Las sabinas adquieren formas caprichosas, moldeadas por Eolo. Decenas y decenas de ellas pueblan las lomas que se asoman al Oeste.
Cuando llegamos a un curioso descansadero, protegido por esta cancela, tomamos un senderillo, que sale a mano derecha, hacia en Mirador de Bascos.
Los brezos llenan los bordes del pedregoso camino.
Y, despues de media hora escasa, llegamos a la esperada terraza, que se asoma al Golfo, imponente.
El mar de un azul intenso se rebela transparente desde los 850 metros de altura en los que estamos.
Abajo, el balneario de la Fuente de la Salud, y los pueblos de Frontera, a lo lejos.
Yo también voy. Hete aquí la prueba irrefutable...
Volvemos, de nuevo, entre pinares, por una pista, que nos lleva hasta un cruce de caminos sospechoso.
No nos queda claro si el otro camino, por el que no hemos venido, nos llevará hasta el coche.
Decidimos desandar la ida y pasamos por antiguas explotaciones agrarias, que un viejo proyecto intentó instalar, para dar empuje económico a esta zona.
Un vetusto abrevadero de piedra espera al ganado.
Llegamos a la Piedra del Regidor y allí comprobamos que el otro camino hubiera sido correcto, lástima no habernos fijado a la ida.
En este lugar, cada cuatro años se hace entrega de la Virgen de los Reyes, por parte de las autoridades, al pueblo, para que inicie su larga Bajada hasta Valverde, la capital.
Unos metros más abajo se encuentra la ermita en donde habita la talla de la patrona de la isla. Allí echamos un rezo, mientras nos sentamos, para recuperar el fuelle.
Jucha tira carretera arriba para recuperar el coche, y yo bajo dando un paseo solitario, donde sólo oigo la naturaleza.

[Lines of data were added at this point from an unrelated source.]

PR #151, opened 2020-09-24
fix: Fix regex considering terraform-docs v0.10.0 old

evanstoddard23:
Got this error using `v1.42.0` on terraform_docs hook:

```sh
panic: runtime error: invalid memory address or nil pointer dereference
[signal SIGSEGV: segmentation violation code=0x1 addr=0x18 pc=0x13fdbe6]
```

Looks like the new `v0.10.0` terraform-docs is going the awk script route instead of "Using terraform-docs 0.8+ (preferred)" route because the regex matches when it shouldn't.

### DIFF
--- a/terraform_docs.sh
+++ b/terraform_docs.sh
@@ -60,7 +60,7 @@ terraform_docs_() {
   fi
 
   local is_old_terraform_docs
-  is_old_terraform_docs=$(terraform-docs version | grep -o "v0.[1-7]" | tail -1) || true
+  is_old_terraform_docs=$(terraform-docs version | grep -o "v0.[1-7]\." | tail -1) || true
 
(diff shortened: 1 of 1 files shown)


antonbabenko:
Thanks for such a timely fix!

[v1.43.0](https://github.com/antonbabenko/pre-commit-terraform/releases/v1.43.0) has been just released.

khos2ow:
Although this is a complete valid fix but the error was not completely related to the regex, it was a regression which was fixed in [v0.10.1](https://github.com/terraform-docs/terraform-docs/releases/tag/v0.10.1). I'd suggest to double check on your side for the new version too.

antonbabenko:
@khos2ow thanks for an update!

PR #152, opened 2020-10-02
Fix Terraform Validate failing because AWS_DEFAULT_REGION isn't set

Makeshift:
`terraform validate` will fail to run if `AWS_DEFAULT_REGION` isn't set, as of 0.13.

Setting it to `us-east-1` shouldn't matter, as Terraform does no provider checks anyway.

### DIFF
--- a/terraform_validate.sh
+++ b/terraform_validate.sh
@@ -1,6 +1,8 @@
 #!/usr/bin/env bash
 set -eo pipefail
 
+export AWS_DEFAULT_REGION=us-east-1
+
 main() {
   initialize_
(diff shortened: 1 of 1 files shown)


ahmad-hamade:
@Makeshift I solved this issue by passing the region name as an args to the hook:

```
    rev: v1.43.0
    hooks:
      - id: terraform_validate
        args: ['--envs=AWS_DEFAULT_REGION="eu-west-1"']
```

You would still need to run `terraform init` before running the hook.

antonbabenko:
Fixed in #152

PR #156, opened 2020-11-01
fix: Correct deprecated parameter to terraform-docs

tolidano:
The --sort-inputs-by-required was removed here: https://github.com/terraform-docs/terraform-docs/commit/b6a6ad1bbf77e99fa920dee784b9936170b35477#diff-2fb3c316208521762f7701f5a16834dc239636c3b6c8ec403d02688e5f7da53eL23 after being marked for deprecation in favor of the --sort-by-required flag instead. and noted for deprecation here: https://github.com/terraform-docs/terraform-docs/releases/tag/v0.8.0

This PR switches to the new supported flag which has been available for 6 months now. 

Caveat: Existing terraform-docs users using 0.9.1 or older will need to upgrade. If relevant messaging is necessary, that can be added.

### DIFF
--- a/.pre-commit-config.yaml
+++ b/.pre-commit-config.yaml
@@ -1,6 +1,6 @@
 repos:
 - repo: git://github.com/pre-commit/pre-commit-hooks
-  rev: v3.2.0
+  rev: v3.3.0
   hooks:
     - id: check-yaml
     - id: end-of-file-fixer
--- a/README.md
+++ b/README.md
@@ -97,7 +97,7 @@ if they are present in `README.md`.
     ```yaml
     hooks:
       - id: terraform_docs_replace
-        args: ['--with-aggregate-type-defaults', '--sort-by-required', '--dest=TEST.md']
+        args: ['--sort-by-required', '--dest=TEST.md']
     ```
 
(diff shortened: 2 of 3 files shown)


tolidano:
Alternatively, we can run `terraform-docs --version | cut -f4 -d' '` in a command first and by adding semver (v2.10.2 from June to support py2.7) or semantic-version (v2.8.5 from April) to the setup.py, check what parameter to use based on the version returned (<=0.9.1, use the old --sort-inputs-by-required, otherwise use --sort-by-required)

antonbabenko:
Thanks, @tolidano !

I think the provided solution is fine and there is no need to introduce more dependencies to `semver` and similar.

Could you please also update README and replace `--sort-inputs-by-required` there also?

tolidano:
I also noted that terraform-docs v0.10.0+ will be required in addition to updating the flag value in README.

tolidano:
Bumping this one

tolidano:
Bumping @antonbabenko

antonbabenko:
Thanks @tolidano !

[v1.45.0](https://github.com/antonbabenko/pre-commit-terraform/releases/v1.45.0) has been just released.

PR #158, opened 2020-11-02
feat: Make terraform_validate to run init if necessary

### LINKED ISSUE #157: terraform-validate fails if modules are not initialized
The hook `terraform-validate` will fail if the terraform modules are not initialized with `terraform init -backend=false`.

Any reason for not adding this missing step as part of the validation hook script like in `gruntwork-io/pre-commit` hooks?

https://github.com/gruntwork-io/pre-commit/blob/master/hooks/terraform-validate.sh#L12

antonbabenko:
Resolves #157

### DIFF
--- a/.pre-commit-config.yaml
+++ b/.pre-commit-config.yaml
@@ -1,6 +1,6 @@
 repos:
 - repo: git://github.com/pre-commit/pre-commit-hooks
-  rev: v3.2.0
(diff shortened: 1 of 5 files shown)


antonbabenko:
[v1.44.0](https://github.com/antonbabenko/pre-commit-terraform/releases/tag/v1.44.0) has been just released.

PR #173, opened 2021-02-23
feat: Add new hook for `terraform providers lock` operation

sergei-ivanov:
After upgrade to Terraform 0.14 we faced a range of issues with dependency locking, and the only reasonable solution seemed to be a pre-commit hook that would force updating all hashes. It's a slow operation, but better than sporadic failures because of a missing hash.


MaxymVlasov:
Hi @sergei-ivanov 
Thank you for your contribution!
One question: do you still need to use this hook with the latest TF version tr this problem was gone?

antonbabenko (commented):
How will this feature behave if there are several directories with terraform files? Will it initialize in all of the directories and create a lock file in each? I don't think it is the right approach.

sergei-ivanov:
> do you still need to use this hook with the latest TF version or this problem was gone?

TL;DR Yes we still need it (for the lack of better options).

We are finally migrating to Terraform 1.0 with a big bang change scheduled for the next week. Unfortunately, Terraform team has not addressed the problems with the lock files, and dealing with them is still a royal PITA. I opened an issue https://github.com/hashicorp/terraform/issues/27811 that would have significantly alleviated the pain, but it has received zero attention so far.

> How will this feature behave if there are several directories with terraform files? Will it initialize in all of the directories and create a lock file in each? I don't think it is the right approach.

If you look at the hook configuration, the hook only triggers on changes in the lock files. No lock files will be created, only the existing ones will be updated. It will still need to run `terraform init` though, in the same way as `terraform_validate` hook works.
https://github.com/antonbabenko/pre-commit-terraform/blob/9ef1864e45e5daf00b9cd85dd1fceef85df7ca1e/.pre-commit-hooks.yaml#L51

antonbabenko:
@sergei-ivanov Thanks for the explanation. I missed the important part when asking the question :)

LGTM. Let's merge this one and hope for some reaction/improvement in https://github.com/hashicorp/terraform/issues/27811

antonbabenko:
@sergei-ivanov Could you please fix the issues to make status checks green - https://github.com/antonbabenko/pre-commit-terraform/runs/3769054913 ?

antonbabenko (approved):

sergei-ivanov:
OK, it's ready, I have fixed all linting issues.

antonbabenko:
Great! 🚀 

[v1.52.0](https://github.com/antonbabenko/pre-commit-terraform/releases/v1.52.0) has been just released.

PR #175, opened 2021-02-25
docs: Updated README regarding installation steps

mavogel:
updates readme regarding install of
- macOS
- ubuntu


antonbabenko:
Thanks for the update!

Issue #28, opened 2018-12-14
The hook terraform_docs_replace uses sed


RothAndrew:
The `terraform_docs_replace` hook uses `sed`, rather than taking care of the cleaning up of the document using native Python. Removing the dependency on `sed` will make this hook more platform agnostic.

antonbabenko:
Fixed in #176, [v1.47.0](https://github.com/antonbabenko/pre-commit-terraform/releases/v1.47.0) has been just released.

PR #176, opened 2021-02-25
fix: remove sed postprocessing from the terraform_docs_replace hook to fix compatibility with terraform-docs 0.11.0+

choppedpork:
Since updating to terraform-docs 0.11.0+ (also affects 0.11.1 and 0.11.2) all my README.md's are now missing the last line!

After a little bit of digging I've noticed that, since version 0.11.0, `terraform-docs` no longer adds an extra empty newline at the end. This PR amends the sed pattern to produce the same output in <0.11.0 as in 0.11.0+:

0.10.0:
```
$ terraform-docs --sort-by-required md ./ | gsed -e '$ d' -e 'N;/^\n$/D;P;D' | tail -n 3
|------|-------------|
| ids | List of IDs of the created instances |
| private\_ips | The private IP addresses assigned to the instances |

$ terraform-docs --sort-by-required md ./ | gsed -e '${/^$/d;}' -e 'N;/^\n$/D;P;D' | tail -n 3
|------|-------------|
| ids | List of IDs of the created instances |
| private\_ips | The private IP addresses assigned to the instances |
```

0.11.0:
```
$ terraform-docs --sort-by-required md ./ | gsed -e '$ d' -e 'N;/^\n$/D;P;D' | tail -n 3
| Name | Description |
|------|-------------|
| ids | List of IDs of the created instances |

$ terraform-docs --sort-by-required md ./ | gsed -e '${/^$/d;}' -e 'N;/^\n$/D;P;D' | tail -n 3
|------|-------------|
| ids | List of IDs of the created instances |
| private\_ips | The private IP addresses assigned to the instances |
```

### DIFF
--- a/CHANGELOG.md
+++ b/CHANGELOG.md
@@ -5,6 +5,7 @@ All notable changes to this project will be documented in this file.
 <a name="unreleased"></a>
 ## [Unreleased]
 
+- fix: Removes sed post-processing from the `terraform_docs_replace` hook which was causing the last line to be missing when using `terraform-docs` 0.11.0+. Note: for older versions this change will result in an extra newline at the end of the file (making the pre-commit hook and `terraform-docs` output identical).
 
 
 <a name="v1.46.0"></a>
@@ -123,7 +124,7 @@ All notable changes to this project will be documented in this file.
 
 - fix: Change terraform_validate hook functionality for subdirectories with terraform files ([#100](https://github.com/antonbabenko/pre-commit-terraform/issues/100))
 
-### 
+###
 
 configuration for the appropriate working directory.
 
--- a/pre_commit_hooks/terraform_docs_replace.py
+++ b/pre_commit_hooks/terraform_docs_replace.py
@@ -29,7 +29,7 @@ def main(argv=None):
 
     dirs = []
     for filename in args.filenames:
-        if (os.path.realpath(filename) not in dirs and \
+        if (os.path.realpath(filename) not in dirs and
                 (filename.endswith(".tf") or filename.endswith(".tfvars"))):
             dirs.append(os.path.dirname(filename))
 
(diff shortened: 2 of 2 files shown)


antonbabenko:
I don't think we should modify the behavior and response of the tools we use in this project (eg, `terraform-docs`). It is going to be a moving target if we apply this PR and then `terraform-docs` updates.

choppedpork:
I'm not sure I follow @antonbabenko - at the moment (without this PR) the behaviour between pre-0.11 and later is different as well as incorrect. The sed pattern has been here since the hook was added in 2018. There's no documentation around _why_ it was added but my assumption is that it was trying to remove the last line (which until 0.11.0 was an extra empty line as well as a trailing newline). Since 0.11.0 an empty line is no longer being added and so the automatically generated documentation is incomplete. My suggested change _preserves the old behaviour_ for older versions while making sure that the resulting README is not missing a line (in the example I gave above - and every terraform module repository I'm currently working on at work - it's missing the last `output`).

I do agree with you that the underlying tool output should not be modified. I've created a pipeline to verify the pre-commit hooks have been applied by committers in my company and it took me a while to find why the output generated using `terraform-docs` was different to the output of the pre-commit hook (ie. the sed expressions found in this hook). I would be happy to re-raise a PR to _remove_ the sed command altogether if you think that would be a better solution, with this fix I have decided to err on the side of caution and preserve the existing behaviour for versions pre-0.11 rather than changing it.

antonbabenko:
I apologize for misunderstanding the root of the PR and closing it so fast (sometimes I do this very fast) :)

I think it will be better if we just remove this `sed` altogether. Please open a PR for that.

choppedpork:
Thanks!

PR updated, tested and rebased. I've amended the PR title as well as added a tentative changelog entry in order for the extra newline when using pre-0.11.0 versions to not surprise anyone.

Following the changed approach this will now also supersede #31 and resolve #28.

antonbabenko:
Thanks, @choppedpork !

[v1.47.0](https://github.com/antonbabenko/pre-commit-terraform/releases/v1.47.0) has been just released.

PS: Currently we autogenerate CHANGELOG from the PR messages.

PR #182, opened 2021-03-12
docs: Added checkov install

mavogel:
- Adds `checkov` to the install section as it was missing. 
- Are you generally interested in having a `Dockerfile` in the repo with the install instruction, so we can verify them in the future?

### DIFF
--- a/README.md
+++ b/README.md
@@ -16,7 +16,7 @@
 ##### MacOS
 
 ```bash
-brew install pre-commit gawk terraform-docs tflint tfsec coreutils
+brew install pre-commit gawk terraform-docs tflint tfsec coreutils checkov
 ```
 
 ##### Ubuntu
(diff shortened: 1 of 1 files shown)


antonbabenko:
I don't think it makes a lot of sense to have `Dockerfile` in this repo because we don't require docker for this to work.
A large part of the users does not use docker with pre-commit AFAIK (some do, but not the majority).

mavogel:
I too often messed up with `python` on my machine etc. so every time there is python involved I try to wrap it into a `Dockerfile`. Well I just build it locally and run all your tools for a repository as follows
```sh
docker run -v $(pwd):/lint -w /lint pre-commit pre-commit run -a
```
Sure entrypoint can be improved. I can file a PR and you can let me know your thoughts. A good side effect can be that the install stuff can be tested if it works :)

PR #185, opened 2021-03-24
chore: Fix typo on command in readme

serkef:
Command 
```bash
python3.7 -m pip install -U checkovpython3.7 -m pip install -U checkov
```
is probably a typo with one command being pasted twice.


antonbabenko:
Good catch, @serkef !

PR #192, opened 2021-04-06
fix: terragrunt validate for module folders (#191)

### LINKED ISSUE #191: terragrunt_validate - fails for folders without terragrunt.hcl
Suppose a multi-tier project (dev,stage, prod, etc) where not every folder contains a terragrunt.hcl. Non-module folders will only contain hcl files with some "local" definitions which get inherited from the module folders, e.g.

```
base.hcl
- tier1
  tier.hcl
  module1
    terragrunt.hcl
- tier2
  tier.hcl
  module1
    terragrunt.hcl
```

In this setup, terragrunt_validate will fail in folders where it can't find a terragrunt.hcl.

Proposed solution:
Only run `terragrunt validate` in folders, which contain a terragrunt.hcl

mhennecke:
Only include folders with a `terragrunt.hcl` file (default for `terragrunt validate`) in the terragrunt_validate pre-commit hook

Fixes #191

### DIFF
--- a/terragrunt_validate.sh
+++ b/terragrunt_validate.sh
@@ -17,7 +17,9 @@ done
 for path_uniq in $(echo "${paths[*]}" | tr ' ' '\n' | sort -u); do
   path_uniq="${path_uniq//__REPLACED__SPACE__/ }"
 
-  pushd "$path_uniq" > /dev/null
-  terragrunt validate
-  popd > /dev/null
+  if [[ -f "$path_uniq/terragrunt.hcl" ]]; then
+    pushd "$path_uniq" > /dev/null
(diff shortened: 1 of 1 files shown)


MaxymVlasov:
This PR does not provide a fix that can be accepted.

Firstly, `terragrunt_validate` hook run only in folders with `.hcl` files
https://github.com/antonbabenko/pre-commit-terraform/blob/ac9299cf5747910d46edd12f311a3fd024f1cb90/.pre-commit-hooks.yaml#L80-L86

Secondly, folks can create many `.hcl` files in one dir and/or name them different than `terragrunt.hcl`.

PR #945, opened 2026-01-22
fix(goose): authenticate Octokit with GITHUB_TOKEN to avoid rate limits

serbangeorge-m:
Multiple CI runners were exhausting GitHub's unauthenticated rate limit (60 req/hr). Using GITHUB_TOKEN increases this to 5,000 req/hr

### DIFF
--- a/extensions/goose/src/extension.ts
+++ b/extensions/goose/src/extension.ts
@@ -17,7 +17,8 @@
  ***********************************************************************/
 
 import type { ExtensionContext } from '@kortex-app/api';
-import { cli, env, process, provider, version, window } from '@kortex-app/api';
+import { cli, env, process as processAPI, provider, version, window } from '@kortex-app/api';
+import type { OctokitOptions } from '@octokit/core';
 import { Octokit } from '@octokit/rest';
 
 import { GooseCLI } from './goose-cli';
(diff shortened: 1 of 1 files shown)


extensions/goose/src/extension.ts
```diff
@@ -17,20 +17,25 @@
  ***********************************************************************/
 
 import type { ExtensionContext } from '@kortex-app/api';
-import { cli, env, process, provider, version, window } from '@kortex-app/api';
+import { cli, env, process as processAPI, provider, version, window } from '@kortex-app/api';
```
jeffmaury, line 20: **question:** seems unrelated to this PR ?

serbangeorge-m: @jeffmaury I updated the import

extensions/goose/src/extension.ts
```diff
@@ -18,14 +18,19 @@
...
 
 import { GooseCLI } from './goose-cli';
 import { GooseDownloader } from './goose-downloader';
 import { GooseRecipe } from './goose-recipe';
 
 export async function activate(extensionContext: ExtensionContext): Promise<void> {
-  const octokit = new Octokit();
+  const octokitOptions: OctokitOptions = {};
+  if (globalThis.process.env.GITHUB_TOKEN) {
+    octokitOptions.auth = globalThis.process.env.GITHUB_TOKEN;
```
jeffmaury: **praise:** 
```suggestion
  if (process.env.GITHUB_TOKEN) {
    octokitOptions.auth = process.env.GITHUB_TOKEN;
```

serbangeorge-m: @jeffmaury to use process.env, I’ll have to keep the kortex process import aliased to processAPI(related to your previous comment), otherwise it hides Node’s process and env won’t exist. We still need the Kortex process API for GooseCLI

jeffmaury: > @jeffmaury to use process.env, I’ll have to keep the kortex process import aliased to processAPI(related to your previous comment), otherwise it hides Node’s process and env won’t exist. We still need the Kortex process API for GooseCLI

The go for the import rename as the rest of the codebase is not using globalThis.process.env but process.env

serbangeorge-m: updated, I am also wondering if I should include the octokit/core in package.json as dependency

jeffmaury: > updated, I am also wondering if I should include the octokit/core in package.json as dependency

Not sure if this is required but should be a follow up PR

PR #1015, opened 2026-02-19
fix: report openAI connection as closed if models cannot be retrieved

### LINKED ISSUE #768: unable to remove an invalid OpenAI connection
I registered a local OpenAI connection and then stopped Kortex

when restarting Kortex, the link is no longer valid (as I've stopped the local server)

then I see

Cuando Jucha me alcanza nos dirigimos al faro de Orchilla, el más occidental de España.
En donde estuvo el Meridiano Cero durante siglos, hasta que los ingleses decidieran trasladarlo a Greenwich, se instaló este faro, que se iluminó, por primera vez en 1933.
Sólo la piedra empleada, traida de la Cantera de Arucas, en Gran Canarias, y lo costoso de su realización, en tan inhóspito paraje, nos hablan de la importancia que se le dió en su momento.
Ahora reposa tranquilo, ciego, esperando un uso, que quizás no llegue ningún día.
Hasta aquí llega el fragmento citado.